:: WHAT TO WORK ON ::
The line containing "Survey should appear" marks the end, so write out exactly every line from the top of the entries below through that one.

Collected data

PR #4218, opened 2016-07-12
[fix bug 1275629] Add survey to home prototype B.

jpetto:
## Description

Adds a survey to homepage prototype B. 

## Bugzilla link

https://bugzilla.mozilla.org/show_bug.cgi?id=1275629#c15

## Testing

Survey should appear after scrolling to the Firefox section. Survey should not be shown below 760px wide. Make sure no regressions on prototype A survey.

## Checklist

### DIFF
--- a/bedrock/mozorg/templates/mozorg/home/home-b.html
+++ b/bedrock/mozorg/templates/mozorg/home/home-b.html
@@ -262,4 +262,7 @@
 
 {% block js %}
   {% javascript 'home-b' %}
+
+  {# survey is en-US only - enforced via optimizely audience segmentation #}
+  {% include 'mozorg/home/includes/survey-b.html' %}
 {% endblock %}
--- a/bedrock/mozorg/templates/mozorg/home/includes/survey-b.html
+++ b/bedrock/mozorg/templates/mozorg/home/includes/survey-b.html
@@ -1,0 +1,6 @@
+{# This Source Code Form is subject to the terms of the Mozilla Public
+ # License, v. 2.0. If a copy of the MPL was not distributed with this
+ # file, You can obtain one at http://mozilla.org/MPL/2.0/. -#}
+
+{% stylesheet 'home-survey' %}
+{% javascript 'home-survey-b' %}
--- a/media/js/mozorg/home/home-b.js
+++ b/media/js/mozorg/home/home-b.js
@@ -2,10 +2,13 @@
  * License, v. 2.0. If a copy of the MPL was not distributed with this
  * file, You can obtain one at http://mozilla.org/MPL/2.0/. */
 
-(function($) {
+(function($, Waypoint) {
     'use strict';
 
     var mozClient = window.Mozilla.Client;
+
+    var surveyWaypoint;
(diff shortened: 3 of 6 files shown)


bedrock/mozorg/templates/mozorg/home/home-b.html
```diff
@@ -262,4 +262,8 @@ <h1 class="logo"><a href="{{ url('mozorg.home') }}" data-link-type="footer" data
 
 {% block js %}
   {% javascript 'home-b' %}
+
+  {% if LANG == 'en-US' %}
```
alexgibson: Is this conditional needed seeing as the prototype is shown in English only?

media/js/mozorg/home/home-b.js
```diff
@@ -32,6 +54,11 @@
         $('#fx-download-link').addClass('hidden');
     }
 
+    // test for matchMedia
+    if ('matchMedia' in window) {
```
alexgibson: Could this block be inside the document ready handler below? `mqIsTablet` doesn't seem to be used anywhere else (the var could be defined there too?).

alexgibson:
A couple of small suggestions / questions but looks good to me. r+wc 📄

bedrock/mozorg/templates/mozorg/home/includes/survey-b.html
```diff
@@ -0,0 +1,6 @@
+{# This Source Code Form is subject to the terms of the Mozilla Public
+ # License, v. 2.0. If a copy of the MPL was not distributed with this
+ # file, You can obtain one at http://mozilla.org/MPL/2.0/. -#}
+
+{% stylesheet 'home-survey' %}
```
alexgibson: I now realize the other homepage survey is already doing this too. Up to you if you want to address this or not (it's more of a query as I don't see any real issues).

bedrock/mozorg/templates/mozorg/home/home-b.html
jpetto: Hm, there is a locale restriction, but it's in Optimizely (not in the view). I suppose this could be removed for now.

bedrock/mozorg/templates/mozorg/home/includes/survey-b.html
jpetto: I wondered this as well. I don't *think* adding a stylesheet here will trigger a reflow, as it doesn't contain rules impacting existing elements. Once the JS is executed, however, a reflow is likely due to a new element being injected into the DOM.

In other words, I don't think the location of the `<link>` tag has an effect, but the JS certainly does.

media/js/mozorg/home/home-b.js
jpetto: Good call.

bedrock/mozorg/templates/mozorg/home/includes/survey-b.html
alexgibson: Ok, let's leave it be 👍

PR #4881, opened 2017-06-08
[fix bug 1365741] Fx54 /whatsnew: Add QR code for all zh-TW visitors.

jpetto:
## Description

*Most* of the changes here are new files that are direct copies of existing files. See below.

This is the first of many requests for the Fx54 WNP. This is the only one with clear requirements at the moment, and since Fx54 release is Tuesday, 6/13, it's best to get in what we know.

**This request:** Serve all zh-TW users the QR code instead of the send to device widget. Experiment run on Fx53 showed the QR code to perform better.

This PR also sets up files/directories in anticipation of other Fx54 WNP change requests, which essentially means copying files from the previous WNP iteration. 

Also removes completed experiment from Fx50 zh-TW template.

## Bugzilla link

https://bugzilla.mozilla.org/show_bug.cgi?id=1365741#c1

## Testing

Ensure `/zh-TW/firefox/54.0/whatsnew/` gets the custom template showing the QR code. All other locales should get the default `/fx54/whatsnew-54.html` template, which at this point is a straight copy of the previous WNP.

## Checklist


bedrock/firefox/templates/firefox/whatsnew/fx54/whatsnew-54.html
```diff
@@ -0,0 +1,126 @@
...
+{% set play_store_url = 'https://app.adjust.com/2uo1qc?campaign=whats_new&amp;adgroup=Google_Play_Store&amp;creative=badge_en' %}
+
+{% block content %}
+<main role="main">
+  <div class="main-container">
+    <div class="horizon">
+      <div class="stars">
+        <div class="inner-container">
+          <header id="masthead">
+            <div id="tabzilla">
```
alexgibson: I know this is just reusing an old template, but can we just remove the old logo here? Seems a shame to be showing it on /whatnew

PR #4882, opened 2017-06-08
[fix bug 1365741] Fx54 /whatsnew: Add experiment for de.

jpetto:
## Description

Basically running the same experiment we ran for zh-TW on Fx 53 whatsnew, but now for de. 50% should get `?v=a`, which is the control with the send to device widget. 50% get `?v=b`, which is the QR code.

Also:

- reverts `data-link-name` on the update wordmark to `tabzilla` (at pg's request)
- moves app store badges further "below the fold" if either send to device widget or QR code are present

## Bugzilla link

https://bugzilla.mozilla.org/show_bug.cgi?id=1365741#c4

## Testing

In a browser with DNT disabled, make sure `/de/firefox/54.0/whatsnew/` loads the variations outlined above.

## Checklist
- [ ] Requires l10n changes.


jpetto:
Closing in favor of #4883

PR #4883, opened 2017-06-08
[fix bug 1365741] Fx54 /whatsnew: Add experiments for de, ja, & zh-CN.

jpetto:
## Description

**Experiment 1: de**
Basically running the same experiment we ran for zh-TW on Fx 53 whatsnew, but now for de. 50% should get `?v=a`, which is the control with the send to device widget. 50% get `?v=b`, which is the QR code.

**Experiment 2: ja & zh-CN**
`?v=c` is the control, and has no primary CTA (just app store badges). `?v=d` is the QR code.

Also:

- reverts `data-link-name` on the updated wordmark to `tabzilla` (at pg's request)
- moves app store badges further "below the fold" if either send to device widget or QR code are present (these are the "primary CTAs")

## Bugzilla link

https://bugzilla.mozilla.org/show_bug.cgi?id=1365741#c4
https://bugzilla.mozilla.org/show_bug.cgi?id=1365741#c6

## Testing

In a browser with DNT disabled, make sure `/de/firefox/54.0/whatsnew/` loads the variations outlined above. Also make sure `/ja/firefox/54.0/whatsnew/` and `/zh-CN/firefox/54.0/whatsnews/` load their specific variations outlined above.

Variations code in the view is a little weird, as it's a single view, but two different experiments. Breaking up by `?v=a/?v=b` and `?v=c/?v=d` seems to work just fine.

## Checklist

### DIFF
--- a/bedrock/firefox/templates/firefox/whatsnew/fx54/whatsnew-54-ja-zhcn-base.html
+++ b/bedrock/firefox/templates/firefox/whatsnew/fx54/whatsnew-54-ja-zhcn-base.html
@@ -1,0 +1,22 @@
+{# This Source Code Form is subject to the terms of the Mozilla Public
+ # License, v. 2.0. If a copy of the MPL was not distributed with this
+ # file, You can obtain one at http://mozilla.org/MPL/2.0/. -#}
+
+{% extends "firefox/whatsnew/fx54/whatsnew-54.html" %}
+
+{% add_lang_files "firefox/whatsnew_50" "firefox/sendto" %}
+
+{% block experiments %}
+  {% if switch('firefox-whatsnew-54-ja-zhcn', ['ja', 'zh-CN']) %}
+    {% javascript 'experiment_whatsnew_54_ja_zhcn' %}
+  {% endif %}
+{% endblock %}
+
+{% block body_content %}
+  {% if variation == 'd' %} {# QR code #}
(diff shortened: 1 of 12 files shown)


jpetto:
Only marking as DO NOT MERGE while experiment percentages are verified. Can & should still be reviewed as-is.

bedrock/firefox/templates/firefox/whatsnew/fx54/whatsnew-54-ja-zhcn-base.html
```diff
@@ -0,0 +1,22 @@
+{# This Source Code Form is subject to the terms of the Mozilla Public
+ # License, v. 2.0. If a copy of the MPL was not distributed with this
+ # file, You can obtain one at http://mozilla.org/MPL/2.0/. -#}
+
+{% extends "firefox/whatsnew/fx54/whatsnew-54.html" %}
+
+{% add_lang_files "firefox/sendto" "download" %}
```
flodolo: "download" should be removed, file doesn't exist anymore. And it should definitely load "firefox/whatsnew_50"

jpetto:
[Experiment percentages have been verified](https://bugzilla.mozilla.org/show_bug.cgi?id=1365741#c12). Good to merge after final review/squash.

:: ANSWER FOR THE TASK ::
PR #4218, opened 2016-07-12
[fix bug 1275629] Add survey to home prototype B.

jpetto:
## Description

Adds a survey to homepage prototype B. 

## Bugzilla link

https://bugzilla.mozilla.org/show_bug.cgi?id=1275629#c15

## Testing

Survey should appear after scrolling to the Firefox section. Survey should not be shown below 760px wide. Make sure no regressions on prototype A survey.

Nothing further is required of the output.